── Input material ──

PR #4922, opened 2024-02-16
fix(nfts): NFT celebration dynamic config `defaultValues`

bakoushin:
### Description

All possible dynamic config properties must be listed in `defaultValues` when declaring that config. 
Otherwise, they [won't be forwarded](https://github.com/valora-inc/wallet/blob/a0b4675774579822a6c2ac55e7de38f6658b45c2/src/statsig/index.ts#L29-L34). 

### Test plan

* Updated unit tests

### Related issues

Related to RET-1000

### Backwards compatibility
 
NFT celebration is not released yet

### Network scalability


src/home/celebration/NftCelebration.test.tsx
```diff
@@ -66,10 +66,6 @@ const mockStoreWithDifferentNft = {
 describe('NftCelebration', () => {
   beforeEach(() => {
     jest.mocked(getFeatureGate).mockReturnValue(true)
-    jest.mocked(getDynamicConfigParams).mockReturnValue({
```
bakoushin, line 69: this mock was redundant for this particular test case

dievazqu (approved):

PR #4926, opened 2024-02-16
chore(wc): remove `use_viem_for_walletconnect_transactions` feature flag

jeanregisser:
### Description

As the title says.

───

Task goal:
Retype the data. Every line must match the original exactly.

Exercise result:
PR #4922, opened 2024-02-16
fix(nfts): NFT celebration dynamic config `defaultValues`

bakoushin:
### Description

All possible dynamic config properties must be listed in `defaultValues` when declaring that config. 
Otherwise, they [won't be forwarded](https://github.com/valora-inc/wallet/blob/a0b4675774579822a6c2ac55e7de38f6658b45c2/src/statsig/index.ts#L29-L34). 

### Test plan

* Updated unit tests

### Related issues

Related to RET-1000

### Backwards compatibility
 
NFT celebration is not released yet

### Network scalability


src/home/celebration/NftCelebration.test.tsx
```diff
@@ -66,10 +66,6 @@ const mockStoreWithDifferentNft = {
 describe('NftCelebration', () => {
   beforeEach(() => {
     jest.mocked(getFeatureGate).mockReturnValue(true)
-    jest.mocked(getDynamicConfigParams).mockReturnValue({
```
bakoushin, line 69: this mock was redundant for this particular test case

dievazqu (approved):

PR #4926, opened 2024-02-16
chore(wc): remove `use_viem_for_walletconnect_transactions` feature flag

jeanregisser:
### Description

As the title says.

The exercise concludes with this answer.